Intrinsic Quantum Codes: One Code To Rule Them All
Eric Kubischta, Ian Teixeira
TL;DR
The paper reframes quantum error correction in intrinsic, representation-theoretic terms: a code is a subspace $\mathcal{I}$ of a representation $V$ of a symmetry group $G$, with errors organized by isotypic sectors of $\mathscr{L}(V)$. The central Schur-Bootstrap result shows that any $G$-equivariant embedding into a physical space $\mathcal{H}$ preserves the Knill-Laflamme conditions and yields a covariant extrinsic code $\mathcal{C}=\mathcal{U}(\mathcal{I})$ with the same error protection, plus transversality for the induced logical group $\mathsf{G}$. Defining intrinsic distance $d$ via the smallest tensor power in which irreps appear, the authors prove that a code of distance $d$ in the intrinsic setting yields a corresponding extrinsic code of distance $d$ under $G$-equivariant realizations. They illustrate this with a minimal SU(2) intrinsic code $\{\{ {\mathbf{5}^{\prime}} ,2,2\}\}$, which generates a family of extrinsic codes across qubit, qudit, bosonic, and rotor platforms all covariant under $\mathsf{G}=S_3$, and reveals moduli spaces like $\mathbb{C}P^{m-1}$ and a depth notion that refines conventional distance.
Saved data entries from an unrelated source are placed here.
PR #2155, opened 2021-05-10
Emit metrics on deprecated APIs dynamically

exdx:

Fixes https://bugzilla.redhat.com/show_bug.cgi?id=1958296

**Reviewer Checklist**

### DIFF
--- a/pkg/controller/operators/adoption_controller.go
+++ b/pkg/controller/operators/adoption_controller.go
@@ -27,7 +27,9 @@ import (
 	operatorsv1 "github.com/operator-framework/api/pkg/operators/v1"
 	operatorsv1alpha1 "github.com/operator-framework/api/pkg/operators/v1alpha1"
 	"github.com/operator-framework/operator-lifecycle-manager/pkg/controller/operators/decorators"
+	"github.com/operator-framework/operator-lifecycle-manager/pkg/lib/deprecated"
 	"github.com/operator-framework/operator-lifecycle-manager/pkg/lib/ownerutil"
+	"github.com/operator-framework/operator-lifecycle-manager/pkg/metrics"
 )
 
 // AdoptionReconciler automagically associates Operator components with their respective operator resource.
@@ -235,6 +237,14 @@ func (r *AdoptionReconciler) adoptComponents(ctx context.Context, csv *operators
 			}()
 		}
 
+		// alert on components that are deprecated in upcoming kubernetes versions
+		for _, component := range components {
+			if deprecated.Is(component.GetObjectKind().GroupVersionKind()) {
+				metrics.EmitComponentDeprecatedWarning("deprecation warning for operator component",
+					operator.Name, component.GetObjectKind().GroupVersionKind().String())
+			}
+		}
+
 		for _, component := range components {
 			var (
 				// Copy variables into iteration scope
@@ -336,7 +346,7 @@ func (r *AdoptionReconciler) disownFromAll(ctx context.Context, component runtim
 		}
 		operators = append(operators, *operator)
 	}
-	errs := make([]error,0)
+	errs := make([]error, 0)
 	for _, operator := range operators {
 		if err := r.disown(ctx, &operator, component); err != nil {
 			errs = append(errs, err)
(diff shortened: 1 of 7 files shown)


timflannagan:
I'm going to remove the "Bug <...>" from the title so the BZ automation doesn't pick this up before a downstream PR has been created. I'll update your description to add a link to the BZ instead.

/retitle Emit metrics on deprecated APIs dynamically

pkg/controller/operators/catalog/step.go
```diff
@@ -84,6 +88,10 @@ func (b *builder) create(step v1alpha1.Step) (Stepper, error) {
 		case crdlib.V1Version:
 			return b.NewCRDV1Step(b.opclient.ApiextensionsInterface().ApiextensionsV1(), &step, manifest), nil
 		case crdlib.V1Beta1Version:
+			// Emit error about deprecated API
+			// This codepath will be removed entirely in 1.22
+			metrics.EmitInstallPlanWarning(v1beta1DeprecationWarning, step.Resource.Name, "",
```
benluddy, line 93: Why is this special case necessary?

exdx: We install CRDs with OLM's client and the scoped client RoundTripper would not apply

pkg/lib/scopedclient/clientfactory.go
```diff
@@ -26,6 +26,7 @@ type Factory struct {
 // token specified.
 func (f *Factory) NewOperatorClient(token string) (client operatorclient.ClientInterface, err error) {
 	scoped := copy(f.config, token)
+	scoped = SetWarningRoundTripper(scoped)
```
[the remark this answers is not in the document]
exdx: Yep, had the same idea 👍

pkg/metrics/metrics.go
```diff
@@ -182,6 +184,14 @@ var (
 		[]string{Outcome},
 	)
 
+	installPlanWarningCount = prometheus.NewCounterVec(
+		prometheus.CounterOpts{
+			Name: "install_plan_warnings_count",
+			Help: "monotonic count of resources created with warnings (for example, deprecation warnings)",
+		},
+		[]string{WARNING_LABEL, NAME_LABEL, NAMESPACE_LABEL, GVK_LABEL},
```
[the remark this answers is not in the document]
exdx: It's certainly a concern, but since we are just alerting here on deprecated objects on creation I'm wondering where the cardinality would truly explode? Is it cases where the installplan includes additional subscriptions from dependency resolution and you basically have an N dimensional install 

I was looking to embed things like the installplan name or even better the operator package in the WarningRoundTripper struct, instantiate it in the `ExcutePlan()` step with all the info, and then pass it down when creating the clients

pkg/lib/scopedclient/warning.go
```diff
@@ -0,0 +1,53 @@
...
+type WarningRoundTripper struct{}
+
+func SetWarningRoundTripper(config *rest.Config) *rest.Config {
+	if config != nil {
+		config.Transport = new(WarningRoundTripper)
+	}
+	return config
+}
+
+func (w *WarningRoundTripper) RoundTrip(req *http.Request) (*http.Response, error) {
```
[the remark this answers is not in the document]
exdx: Ah, I was hoping we could do that. But it makes sense, since this is just part of the path of the response, we should not read or close it directly (we could copy the data and do whatever on that though). 

I can checkout the idea of reversing the URL to get the resource info (not to unmarshal the response directly). 

Putting code into the stepper would work too, but feels like quite a bit of complexity

pkg/controller/operators/adoption_controller.go
```diff
@@ -235,6 +237,14 @@ func (r *AdoptionReconciler) adoptComponents(ctx context.Context, csv *operators
 			}()
 		}
 
+		// alert on components that are deprecated in upcoming kubernetes versions
```
kevinrizza, line 240: Do we need to emit this on every reconciliation? Are we potentially going to start spewing metrics far too frequently in some cases? Can we batch these somehow?

I'm wondering if we should be aggregating this kind of metric and have a separate process that emits them.

exdx: Yup, I realized this was an issue with this implementation -- we probably need to move it around somewhere. 

Aggregating the metric sounds interest as well, so as not to explode the cardinality?

exdx:
Closing in favor of another PR.

PR #2158, opened 2021-05-12
.github/workflows: Separate out the e2e jobs into workflows

timflannagan:
Update the .github/workflows/test-scripts.yml GH action workflow and
move all the jobs listed there into separate workflows. This allows us
to retest a single workflow at a time as a workaround to GH not allowing
you to retest individual jobs in a workflow.

**Reviewer Checklist**


.github/workflows/build.yml
```diff
@@ -0,0 +1,19 @@
+name: build
+on:
+  pull_request:
+    paths:
+    - '**'
+    - '!doc/contributors/**'
+    - '!doc/design/**'
```
timflannagan, line 7: This still needs to be updated to handle the periodic testing case if I'm reading the following section in (the now deleted) test-scripts.yml workflow definition:

```
  schedule:
  - cron: '0 0 * * *' # daily to pick up releases
```

/hold

timflannagan:
@exdx This is probably a good time to revisit how we're naming these workflow/jobs instead of that other PR I posted last week. I think removing the upstream-* prefix from anything is a step in the right direction - any opinion on naming conventions, besides that?

exdx:
> @exdx This is probably a good time to revisit how we're naming these workflow/jobs instead of that other PR I posted last week. I think removing the upstream-* prefix from anything is a step in the right direction - any opinion on naming conventions, besides that?

This looks great @timflannagan. The other thing I'd like to change is the duplicate name as I brought up in the prior PR, things like `build/build` and `unit/unit` -- could we have those under a `test/*` or `ci/*` action instead?

njhale (approved):
Thanks for cleaning this up.

/approve

dinhxuanvu (approved):
/lgtm

PR #2160, opened 2021-05-13
Add OperatorCondition status sync and update operator upgradeable check

dinhxuanvu:
OperatorCondition controller will update its status to refect the
changes on its spec regarding the operator conditions that are reported
by the operators themselves. In turn, operators can read the status
to confirm if OLM has processed the spec changes.

OLM will not take actions on upgradeable condition if the status is
stale using ObservedGeneration and Generation check.

Fixes https://bugzilla.redhat.com/show_bug.cgi?id=1927340.

**Reviewer Checklist**


timflannagan:
The BZ bot will automatically move the BZ state to POST once this PR lands but we only want that behavior for downstream PRs. I'm going to add a link to the BZ in your PR description instead.

/retitle Add OperatorCondition status sync and update operator upgradeable check

dinhxuanvu:
The proposal: https://hackmd.io/9wG20hu5TU-y1HrkhvcsZQ?view FYI

test/e2e/operator_condition_e2e_test.go
```diff
@@ -22,11 +22,11 @@ var _ = Describe("Operator Condition", func() {
 		TearDown(testNamespace)
 	})
 
-	It("OperatorCondition Upgradeable type and overrides", func() {
+	FIt("OperatorCondition Upgradeable type and overrides", func() {
```
awgreene, line 25:
```suggestion
	It("OperatorCondition Upgradeable type and overrides", func() {
```

awgreene (changes requested):
Please remove the `FIT` test, looks good otherwise.

dinhxuanvu:
@ecordell PTAL

pkg/controller/operators/operatorcondition_controller.go
```diff
@@ -252,6 +253,27 @@ func (r *OperatorConditionReconciler) ensureDeploymentEnvVars(operatorCondition
 	return nil
 }
 
+func (r *OperatorConditionReconciler) syncOperatorConditionStatus(operatorCondition *operatorsv2.OperatorCondition) error {
+	r.log.V(4).Info("Sync operatorcondition status")
+	currentGen := operatorCondition.ObjectMeta.GetGeneration()
+	changed := false
+	for _, cond := range operatorCondition.Spec.Conditions {
+		if c := meta.FindStatusCondition(operatorCondition.Status.Conditions, cond.Type); c != nil {
+			if cond.Status == c.Status && c.ObservedGeneration == currentGen {
```
awgreene, line 262: Why do we check that `cond.Status == c.Status` here?

pkg/controller/operators/operatorcondition_controller.go
```diff
@@ -119,27 +120,27 @@ func (r *OperatorConditionReconciler) Reconcile(ctx context.Context, req ctrl.Re
 		return ctrl.Result{Requeue: true}, err
 	}
 
+	err = r.syncOperatorConditionStatus(operatorCondition)
+	if err != nil {
+		log.V(1).Error(err, "Error syncing OperatorCondition Status")
+		return ctrl.Result{Requeue: true}, err
```
awgreene, line 126: Wouldn't this be requeued because of the error?

pkg/lib/ownerutil/util.go
```diff
@@ -394,10 +395,10 @@ func InferGroupVersionKind(obj runtime.Object) error {
 			Version: operatorsv1.GroupVersion.Version,
 			Kind:    "OperatorGroup",
 		})
-	case *operatorsv1.OperatorCondition:
+	case *operatorsv2.OperatorCondition:
```
awgreene, line 398: I believe this change is fine, but wanted to invite others to consider possible scenarios where OLM would be unable to infer the GVK for the v1 operator condition. I don't believe it is possible to OLM to hit this scenario because all getters are at v2.

test/e2e/operator_condition_e2e_test.go
```diff
@@ -134,34 +117,39 @@ var _ = Describe("Operator Condition", func() {
...
 			Status:             metav1.ConditionTrue,
 			Reason:             "test",
 			Message:            "test",
 			LastTransitionTime: metav1.Now(),
 		}
 		Eventually(func() error {
-			cond, err = crc.OperatorsV1().OperatorConditions(testNamespace).Get(context.TODO(), csvA.GetName(), metav1.GetOptions{})
-			if err != nil {
+			cond, err = crc.OperatorsV2().OperatorConditions(testNamespace).Get(context.TODO(), csvA.GetName(), metav1.GetOptions{})
+			if err != nil || currentGen == cond.ObjectMeta.GetGeneration() {
```
awgreene, line 128: Is this just to check that the last update worked? It seems like we don't need this given that the spec was successfully earlier.

test/e2e/operator_condition_e2e_test.go
```diff
@@ -134,34 +117,39 @@ var _ = Describe("Operator Condition", func() {
...
-			if err != nil {
+			cond, err = crc.OperatorsV2().OperatorConditions(testNamespace).Get(context.TODO(), csvB.GetName(), metav1.GetOptions{})
+			if err != nil || currentGen == cond.ObjectMeta.GetGeneration() {
 				return err
 			}
-			meta.SetStatusCondition(&cond.Status.Conditions, upgradeableFalseCondition)
-			_, err = crc.OperatorsV1().OperatorConditions(testNamespace).UpdateStatus(context.TODO(), cond, metav1.UpdateOptions{})
+			currentGen = cond.ObjectMeta.GetGeneration()
+			upgradeableTrueCondition.ObservedGeneration = currentGen + 1
+			meta.SetStatusCondition(&cond.Status.Conditions, upgradeableTrueCondition)
```
awgreene, line 151: Just to confirm: you chose to change the `cond.Status.Condition` entry because doing so in the Spec would just cause OLM to observe a new generation eh?

awgreene (changes requested):
A few nits, but it looks great!

test/e2e/operator_condition_e2e_test.go
dinhxuanvu: This is simply to ensure all of reconciliation of OperatorCondition is completed and we get the latest version. This is to reduce flakes that tend to happen with e2e with all processes running in parallel.

test/e2e/operator_condition_e2e_test.go
dinhxuanvu: Correct. Updating Status won't increment generation.

pkg/lib/ownerutil/util.go
dinhxuanvu: We can keep v1 here and simply add v2 if that's what we prefer.

pkg/controller/operators/operatorcondition_controller.go
dinhxuanvu: Correct. I don't see the problem here. If there is an internal error somewhere, we want to requeue to ensure we sync the status properly in the end. Otherwise, the status is not synced and the operator may be stuck in whatever state it may be.

pkg/controller/operators/operatorcondition_controller.go
dinhxuanvu: This is a strict comparison that will storm out any possible manipulation the status in the object.Status while maintaining the same ObservedGeneration. We can relax this by only comparing ObservedGeneration. That's totally fine. That will allow an escape hatch if something happens with OperationCondition that causes the generation out of sync.

test/e2e/operator_condition_e2e_test.go
awgreene: Typically I would go for a longer timeout, but this is fine.

pkg/controller/operators/operatorcondition_controller.go
awgreene: Sorry - I might not have been clear. Based on [this documentation](https://github.com/operator-framework/operator-lifecycle-manager/blob/master/vendor/sigs.k8s.io/controller-runtime/pkg/reconcile/reconcile.go#L91-L92) I believe that you can just return an error to requeue the request.

awgreene:
Overall this all looks good to me, most of the points I raised are nits so I'll add the /approve label.

pkg/controller/operators/olm/operatorconditions.go
```diff
@@ -7,35 +7,45 @@ import (
...
+	})
+
 	// Check condition overrides
-	for _, override := range cond.Spec.Overrides {
-		if override.Type == operatorsv1.Upgradeable {
-			if override.Status == metav1.ConditionTrue {
-				return true, nil
-			}
-			return false, fmt.Errorf("The operator is not upgradeable: %s", override.Message)
+	if o := meta.FindStatusCondition(cond.Spec.Overrides, operatorsv2.Upgradeable); o != nil {
```
timflannagan, line 34: :+1:

pkg/controller/operators/operatorcondition_controller.go
timflannagan: Agreed, I would just return an error without specifying the `Requeue: true` here.

dinhxuanvu: Again, nothing wrong with being explicit either. This is borderline bikeshedding.

pkg/controller/operators/operatorcondition_controller.go
```diff
@@ -252,6 +253,27 @@ func (r *OperatorConditionReconciler) ensureDeploymentEnvVars(operatorCondition
...
+				continue
+			}
+		}
+		cond.ObservedGeneration = currentGen
+		meta.SetStatusCondition(&operatorCondition.Status.Conditions, cond)
+		changed = true
+	}
+
+	if changed {
+		return r.Client.Status().Update(context.TODO(), operatorCondition)
```
timflannagan, line 272: Do we need to also log that we're attempting to update the `operatorcondition`, maybe at a higher verbosity? I guess it's possible that any encountered error will be logged at the call site, but may help down the line for debuggability.

dinhxuanvu: There is a log line above this to indicate that we are "syncing operatorcondition status" at level 4. That's significant. Are you recommending to log more info on this area?

pkg/controller/operators/operatorcondition_controller.go
timflannagan: Fair enough - I don't necessarily disagree, it's just not as intuitive without diving into the vendor code. It looks like the error check is the first conditional check under the hood, and the requeue check is last in the chain, so this is fine with me. It's likely that conditional structure won't change in the future also.

pkg/controller/operators/operatorcondition_controller.go
timflannagan: I was more thinking aloud about whether we'd want to log at a lower verbosity that we encountered a status condition (or conditions) that requires firing off an update request.

PR #2162, opened 2021-05-17
Make ClusterOperator Available condition sticky.

benluddy:
The intermediate CSV phases (those other than Succeeded and Failed)
don't on their own provide availability information, so they should
not be used to make decisions about a corresponding ClusterOperator's
Available status condition.


hasbro17 (commented):
/lgtm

This framework promises hardware-agnostic design of covariant quantum codes and systematic discovery of new codes across diverse physical implementations.
Abstract
Drawing on the analogy between intrinsic and extrinsic geometry, we define an intrinsic quantum code as a subspace of a group representation. We show how this abstract code rules over any physical (extrinsic) realization by dictating its error-correction properties. By finding one intrinsic code, we simultaneously uncover properties of all its realizations. This approach brings diverse codes into a unified framework and binds them through a single underlying symmetry.